An only son, he initially followed in his father's footsteps. He boarded at Winchester College and, despite being expelled (on charges ranging from gambling to pyrotechnics), won a cadetship to the Royal Military College, Sandhurst.

== British officer and veteran ==
In 1899, White, commissioned as a lieutenant with the 1st Gordon Highlanders, was shipped out to South Africa for service in the Second Boer War. While his father's command was besieged at Ladysmith, he took part in the Battle of Magersfontein and the relief of Kimberley. Passing into the Orange Free State he saw action at Paardeberg, Poplar Grove, Driefontein, Vet River and Zand River.

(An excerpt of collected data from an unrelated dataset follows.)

PR #2735, opened 2020-06-23
Update Changelog for Horizon v1.5.0.

abuiles:


services/horizon/CHANGELOG.md
```diff
@@ -5,9 +5,29 @@ file. This project adheres to [Semantic Versioning](http://semver.org/).x
...
+* Add experimental support for database reingestion using a Stellar Core subprocess instead of a persistent Stellar Core database ([#2695](https://github.com/stellar/go/pull/2695)).
+
+  [Stellar Core v12.3.0](https://github.com/stellar/stellar-core/releases/tag/v12.3.0) added an experimental feature which allows replaying ledger's metadata in-memory. This feature speeds up reingestion and starts paving the way to remove the dependency between Stellar Core's database and Horizon.
+
+  For now, this is only supported while running `horizon db reingest`. To try out this new experimental feature, you need to specify the following parameters:
+
+  - `--enable-captive-core-ingestion` or `ENABLE_CAPTIVE_CORE_INGESTION=true`.
+  - `--stellar-core-binary-path` or `STELLAR_CORE_BINARY_PATH`.
+
+### SDK Maintainers
```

From May 1900 in the Transvaal, he took part in the engagement at Doornkop (where he threatened an officer who ordered him to shoot a shell-shocked prisoner), the occupation of Johannesburg and Pretoria and, in August 1900, in the last set-piece battle of the war at Belfast-Bergendal.

For his war service, White was mentioned in despatches, received the Queen's South Africa Medal with five clasps, and was decorated by Lord Kitchener with the Distinguished Service Order (DSO).

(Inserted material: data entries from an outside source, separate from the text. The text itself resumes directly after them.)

PR #2740, opened 2020-06-24
exp/services/recoverysigner: add encryption-tink-keyset rotate cmd

### LINKED ISSUE #2732: exp/services/recoverysigner: add keyset rotation command

howardtw:
<details>
  
### PR Structure

  otherwise).
  packages.

### Thoroughness

### Release planning

</details>

### What

This PR adds a new sub-command `rotate` to `encryption-tink-keyset` to rotate the current keyset. The current keyset is taken as a new config `encryption-tink-keyset`. 

The key rotation will add a new key to the current keyset while making the existing key still available. That is, we can use the new keyset to decrypt what the original keyset encrypted because the original key in the keyset is not disabled or destroyed as a result of the rotation.

### Why

The system administrator might find the need to rotate the current tink keyset periodically.

### Known limitations

This PR let system administrator rotate the tink keyset. However, tink does not has the ability to rotate the remote KMS Key.

To rotate the KMS key, we will have to add a new sub-command to `encryption-tink-keyset`. I plan on calling that `reencrypt`. `reencrypt` will need to take two KMS Key URIs, the original `kms-key-uri` and a new `new-kms-key-uri` to decrypt the keyset and re-encrypt it with the new kms key.

To perform the re-encryption more safely, we can use the aws sdk and use the built-in [Reencrypt](https://docs.aws.amazon.com/sdk-for-go/api/service/kms/#KMS.ReEncrypt) function so that the decrypted keyset is never exposed.

Close #2732

### DIFF
--- a/exp/services/recoverysigner/cmd/keyset.go
+++ b/exp/services/recoverysigner/cmd/keyset.go
@@ -8,6 +8,7 @@ import (
 	"github.com/google/tink/go/insecurecleartextkeyset"
 	"github.com/google/tink/go/integration/awskms"
 	"github.com/google/tink/go/keyset"
+	"github.com/google/tink/go/tink"
 	"github.com/spf13/cobra"
 	"github.com/stellar/go/support/config"
 	"github.com/stellar/go/support/errors"
@@ -17,6 +18,7 @@ import (
 type KeysetCommand struct {
 	Logger              *supportlog.Entry
 	EncryptionKMSKeyURI string
+	CurrentTinkKeyset   string
 }
 
 func (c *KeysetCommand) Command() *cobra.Command {
@@ -26,6 +28,14 @@ func (c *KeysetCommand) Command() *cobra.Command {
 			Usage:       "URI for a remote KMS key used to encrypt Tink keyset",
 			OptType:     types.String,
 			ConfigKey:   &c.EncryptionKMSKeyURI,
+			FlagDefault: "",
+			Required:    false,
+		},
+		{
+			Name:        "current-tink-keyset",
+			Usage:       "Current Tink keyset to rotate",
+			OptType:     types.String,
+			ConfigKey:   &c.CurrentTinkKeyset,
 			FlagDefault: "",
 			Required:    false,
 		},
@@ -49,7 +59,16 @@ func (c *KeysetCommand) Command() *cobra.Command {
 			c.Create()
 		},
 	}
+	rotateCmd := &cobra.Command{
+		Use:   "rotate",
+		Short: "Rotate an existing Tink keyset",
+		Run: func(_ *cobra.Command, _ []string) {
+			c.Rotate()
+		},
+	}
+
 	cmd.AddCommand(createCmd)
+	cmd.AddCommand(rotateCmd)
 
 	return cmd
 }
@@ -109,6 +128,89 @@ func createKeyset(kmsKeyURI string) (publicCleartext string, privateCleartext st
 	err = khPub.WriteWithNoSecrets(keyset.NewJSONWriter(&keysetPublic))
 	if err != nil {
 		return "", "", "", errors.Wrap(err, "writing cleartext keyset containing public key")
+	}
+
+	return keysetPublic.String(), keysetPrivateCleartext.String(), keysetPrivateEncrypted.String(), nil
+}
+
+func (c *KeysetCommand) Rotate() {
+	keysetPublic, keysetPrivateCleartext, keysetPrivateEncrypted, err := rotateKeyset(c.EncryptionKMSKeyURI, c.CurrentTinkKeyset)
+	if err != nil {
+		c.Logger.Errorf("Error rotating keyset: %v", err)
+		return
+	}
+
+	c.Logger.Print("Cleartext keyset public:", keysetPublic)
+	c.Logger.Print("Cleartext keyset private:", keysetPrivateCleartext)
+
+	if keysetPrivateEncrypted != "" {
+		c.Logger.Print("Encrypted keyset private:", keysetPrivateEncrypted)
+	}
+}
+
+func rotateKeyset(kmsKeyURI, currentTinkKeyset string) (publicCleartext string, privateCleartext string, privateEncrypted string, err error) {
+	var (
+		khPriv *keyset.Handle
+		aead   tink.AEAD
+	)
+
+	if kmsKeyURI != "" {
+		kmsClient, kmsErr := awskms.NewClient(kmsKeyURI)
+		if kmsErr != nil {
+			return "", "", "", errors.Wrap(kmsErr, "initializing AWS KMS client")
+		}
+
+		aead, kmsErr = kmsClient.GetAEAD(kmsKeyURI)
+		if kmsErr != nil {
+			return "", "", "", errors.Wrap(kmsErr, "getting AEAD primitive from KMS")
+		}
+
+		khPriv, err = keyset.Read(keyset.NewJSONReader(strings.NewReader(currentTinkKeyset)), aead)
+		if err != nil {
+			return "", "", "", errors.Wrap(err, "reading encrypted keyset")
+		}
+	} else {
+		khPriv, err = insecurecleartextkeyset.Read(keyset.NewJSONReader(strings.NewReader(currentTinkKeyset)))
+		if err != nil {
+			return "", "", "", errors.Wrap(err, "getting key handle for private key")
+		}
+	}
+
+	m := keyset.NewManagerFromHandle(khPriv)
+	err = m.Rotate(hybrid.ECIESHKDFAES128GCMKeyTemplate())
+	if err != nil {
+		return "", "", "", errors.Wrap(err, "rotating keyset")
+	}
+
+	khPriv, err = m.Handle()
+	if err != nil {
+		return "", "", "", errors.Wrap(err, "creating handle for the new keyset")
+	}
+
+	keysetPrivateEncrypted := strings.Builder{}
+	keysetPrivateCleartext := strings.Builder{}
+	keysetPublic := strings.Builder{}
+
+	if kmsKeyURI != "" {
+		err = khPriv.Write(keyset.NewJSONWriter(&keysetPrivateEncrypted), aead)
+		if err != nil {
+			return "", "", "", errors.Wrap(err, "writing encrypted keyset containing private keys")
+		}
+	}
+
+	err = insecurecleartextkeyset.Write(khPriv, keyset.NewJSONWriter(&keysetPrivateCleartext))
+	if err != nil {
+		return "", "", "", errors.Wrap(err, "writing cleartext keyset containing private keys")
+	}
+
+	khPub, err := khPriv.Public()
+	if err != nil {
+		return "", "", "", errors.Wrap(err, "getting keyhandle for public keys")
+	}
+
+	err = khPub.WriteWithNoSecrets(keyset.NewJSONWriter(&keysetPublic))
+	if err != nil {
+		return "", "", "", errors.Wrap(err, "writing cleartext keyset containing public keys")
 	}
 
 	return keysetPublic.String(), keysetPrivateCleartext.String(), keysetPrivateEncrypted.String(), nil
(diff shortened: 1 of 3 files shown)


exp/services/recoverysigner/cmd/keyset.go
```diff
@@ -113,3 +132,86 @@ func createKeyset(kmsKeyURI string) (publicCleartext string, privateCleartext st
...
+		c.Logger.Errorf("Error rotating keyset: %v", err)
+		return
+	}
+
+	c.Logger.Print("Cleartext keyset public:", keysetPublic)
+	c.Logger.Print("Cleartext keyset private:", keysetPrivateCleartext)
+
+	if keysetPrivateEncrypted != "" {
+		c.Logger.Print("Encrypted keyset private:", keysetPrivateEncrypted)
+	}
```
leighmcculloch, line 148: Something that I realize about this command and the create command is that it's convenient that all three components are outputted to the terminal but because we output multiple files there's no way to pipe them directly to a file or to a process that stores it somewhere else.

It may be more practical, although require more code, to output only the encrypted key, and then offer other commands to take an encrypted key to get the public and decrypted copies. This also makes the tool more composable.

We don't need to do this in this PR, but we probably need to do this before this could be used in a production environment. This would be one of the benefits of leaning on tinkey since it already does all those composable things.

exp/services/recoverysigner/cmd/keyset_test.go
```diff
@@ -56,3 +56,102 @@ func TestCreateKeyset_invalidKMSKeyURI(t *testing.T) {
...
+	_, _, _, err = rotateKeyset("invalid-uri", privateC)
+	require.Error(t, err)
+	assert.Contains(t, err.Error(), "initializing AWS KMS client")
+}
+
+func TestRotateKeyset_noCurrentKeyset(t *testing.T) {
+	_, _, _, err := rotateKeyset("", "")
+	require.Error(t, err)
+	assert.Contains(t, err.Error(), "getting key handle for private key")
+}
```
leighmcculloch, line 157: We also need to add tests to the other functions to check that a keyset provided with multiple keys works, when rotation occurs on the keys. E.g. we should be able to load a keyset, encrypt with it, load a rotated keyset, decrypt with it, etc. Do you plan to add those tests separately to this PR?

exp/services/recoverysigner/cmd/keyset.go
```diff
@@ -113,3 +132,86 @@ func createKeyset(kmsKeyURI string) (publicCleartext string, privateCleartext st
...
+		}
+	} else {
+		khPriv, err = insecurecleartextkeyset.Read(keyset.NewJSONReader(strings.NewReader(currentTinkKeyset)))
+		if err != nil {
+			return "", "", "", errors.Wrap(err, "getting key handle for private key")
+		}
+	}
+
+	m := keyset.NewManagerFromHandle(khPriv)
+	err = m.Rotate(hybrid.ECIESHKDFAES128GCMKeyTemplate())
```
leighmcculloch, line 180: Can we move `hybrid.ECIESHKDFAES128GCMKeyTemplate()` into a function on the `KeysetCommand`, something like the below, and have both the create and rotate commands ask that function for the key template to use?

```go
func (c *KeysetCommand) keyTemplate() {
	return hybrid.ECIESHKDFAES128GCMKeyTemplate()
}
```

exp/services/recoverysigner/cmd/keyset_test.go
```diff
@@ -56,3 +56,102 @@ func TestCreateKeyset_invalidKMSKeyURI(t *testing.T) {
 	require.Error(t, err)
 	assert.Contains(t, err.Error(), "initializing AWS KMS client")
 }
+
+func TestRotateKeyset(t *testing.T) {
+	public1, privateC1, _, err := createKeyset("")
```
leighmcculloch, line 61: What does `privateC` stand for?

exp/services/recoverysigner/cmd/keyset_test.go
```diff
@@ -56,3 +56,102 @@ func TestCreateKeyset_invalidKMSKeyURI(t *testing.T) {
...
+	khPriv2, err := insecurecleartextkeyset.Read(keyset.NewJSONReader(strings.NewReader(privateC2)))
+	require.NoError(t, err)
+
+	exportedPriv2 := &keyset.MemReaderWriter{}
+	err = insecurecleartextkeyset.Write(khPriv2, exportedPriv2)
+	require.NoError(t, err)
+
+	// rotation will add a new key to the keyset and make the new key the primary key
+	assert.Len(t, exportedPriv2.Keyset.Key, 2)
+	assert.NotEqual(t, exportedPriv2.Keyset.PrimaryKeyId, exportedPriv1.Keyset.PrimaryKeyId)
```
leighmcculloch, line 87: Can we test the specific key ID value rather than not equality? E.g. could we test that the primary key ID is now equal to the ID of the second key in the keyset? Combined with the comment above this will paint a clearer picture of how this works.

exp/services/recoverysigner/cmd/keyset_test.go
```diff
@@ -56,3 +56,102 @@ func TestCreateKeyset_invalidKMSKeyURI(t *testing.T) {
...
+	public1, privateC1, _, err := createKeyset("")
+	require.NoError(t, err)
+
+	khPriv1, err := insecurecleartextkeyset.Read(keyset.NewJSONReader(strings.NewReader(privateC1)))
+	require.NoError(t, err)
+
+	exportedPriv1 := &keyset.MemReaderWriter{}
+	err = insecurecleartextkeyset.Write(khPriv1, exportedPriv1)
+	require.NoError(t, err)
+	assert.Len(t, exportedPriv1.Keyset.Key, 1)
```
leighmcculloch, line 70: Can we add a test of the primary key ID here, to show that it is set to the ID of the only key in the keyset?

exp/services/recoverysigner/cmd/keyset_test.go
```diff
@@ -56,3 +56,102 @@ func TestCreateKeyset_invalidKMSKeyURI(t *testing.T) {
...
+	assert.Len(t, exportedPriv2.Keyset.Key, 2)
+	assert.NotEqual(t, exportedPriv2.Keyset.PrimaryKeyId, exportedPriv1.Keyset.PrimaryKeyId)
+
+	khPub2, err := keyset.ReadWithNoSecrets(keyset.NewJSONReader(strings.NewReader(public2)))
+	require.NoError(t, err)
+
+	// verify that one is able to get the same keyset public with keyset private
+	khPubv2, err := khPriv2.Public()
+	require.NoError(t, err)
+	assert.Equal(t, khPub2.String(), khPubv2.String())
```
leighmcculloch, line 95: I don't understand what we are testing here, could you elaborate? What is `khPubv2` vs `khPub2`? What does the `v` stand for?

exp/services/recoverysigner/cmd/keyset.go
```diff
@@ -29,6 +31,14 @@ func (c *KeysetCommand) Command() *cobra.Command {
 			FlagDefault: "",
 			Required:    false,
 		},
+		{
+			Name:        "current-tink-keyset",
```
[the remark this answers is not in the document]
howardtw: We already named the command to be the same as the parameter in the main app as `encryption-tink-keyset`. Do you mean you want the config to be the same as the name of the command? And we will have something like `recoverysigner encryption-tink-keyset rotate --encryption-tink-keyset='....'`

exp/services/recoverysigner/cmd/keyset.go
howardtw: Since this is not essential to do this right now and we'd better consult our devops how they plan on managing the encrypted keyset and backing up the cleartext keyset (we can ignore the public key for now since the system doesn't take it atm), I'm going to defer this. We might have a better idea how they want to do this by then and work on it after the tasks having a higher priority are done.

exp/services/recoverysigner/cmd/keyset_test.go
howardtw: It stands for `private cleartext`. I use the same term in `TestCreateKeyset` [here](https://github.com/stellar/go/blob/recoverysigner-unique-signing-keys/exp/services/recoverysigner/cmd/keyset_test.go#L15).

exp/services/recoverysigner/cmd/keyset_test.go
howardtw: We are testing the public keyset returned by the `rotate` command can be derived from the private keyset it returns. In other words, we are verifying that the public keyset is associated with the private keyset as opposed to a random one. We are [testing](https://github.com/stellar/go/blob/recoverysigner-unique-signing-keys/exp/services/recoverysigner/cmd/keyset_test.go#L27-L30) the same thing in `TestCreateKeyset` as well.

`khPubv2` stands for the `Keyset Handle PUBlic from priVate keyset 2`.

exp/services/recoverysigner/cmd/keyset_test.go
howardtw: Do you think the test cases you mentioned here should be included in `keyset_test.go`? It might be better to place them into `crypto_test.go` in the `crypto` package?

exp/services/recoverysigner/cmd/keyset.go
```diff
@@ -49,7 +59,16 @@ func (c *KeysetCommand) Command() *cobra.Command {
 			c.Create()
 		},
 	}
+	rotateCmd := &cobra.Command{
+		Use:   "rotate",
+		Short: "Rotate an existing Tink keyset",
```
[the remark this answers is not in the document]
howardtw: https://github.com/stellar/go/pull/2740/commits/79bdc458206c196fd898014d2222940b02549293

exp/services/recoverysigner/cmd/keyset.go
howardtw: https://github.com/stellar/go/pull/2740/commits/3eebb65e2f8be06fabda74452876a619216bcf43

exp/services/recoverysigner/cmd/keyset_test.go
howardtw: https://github.com/stellar/go/pull/2740/commits/93da41f10ed86407110a24f7dc63fef2157703e9

exp/services/recoverysigner/cmd/keyset_test.go
howardtw: https://github.com/stellar/go/pull/2740/commits/93da41f10ed86407110a24f7dc63fef2157703e9

exp/services/recoverysigner/cmd/keyset_test.go
howardtw: My thought is to let it be in `crypto_test.go`. If you agree, let's do it in a separate PR.

exp/services/recoverysigner/cmd/keyset_test.go
howardtw: This reminds me that I forgot to add the basic check for the values returned by `rotateKeyset`.

https://github.com/stellar/go/pull/2740/commits/93facd52b570f0ba3e3fc768756d58e789e34f7b
^ `privateE` stands for `private encrypted`.

exp/services/recoverysigner/cmd/keyset.go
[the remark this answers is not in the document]
howardtw: https://github.com/stellar/go/pull/2740/commits/cf9437c5efc63f74dd38589348196795d6c702a2
^ if this is not what you mean and find this confusing, we can rename it to something else. But this seems fine to me as one is a command, one is a config. 🤷‍♂️

exp/services/recoverysigner/cmd/keyset_test.go
howardtw: https://github.com/stellar/go/pull/2744
^ I'm glad I did it in a separate PR.

exp/services/recoverysigner/cmd/keyset.go
howardtw: When I tried work on the `reencrypt` [command](https://github.com/stellar/go/pull/2746) to wrap things up before I can hand it to you, I ended up splitting into two commands, one for `encrypt`, one for `decrypt`. I think it also addresses your concern here?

In 1902 he was appointed aide-de-camp to his father, General Sir George White, now Governor of Gibraltar. In this capacity he met Kaiser William II, and King Edward VII (who, of the two, made the dimmer impression). While at Gibraltar he courted Anna Mercedes Dolores (‘Dollie’) Mosley, a society beauty and devout Roman Catholic. Despite family objections on both sides, and after White had (with Kitchener's leave) returned from a posting in Peshawar, India to press his suit, they were married in a registry office in 1905.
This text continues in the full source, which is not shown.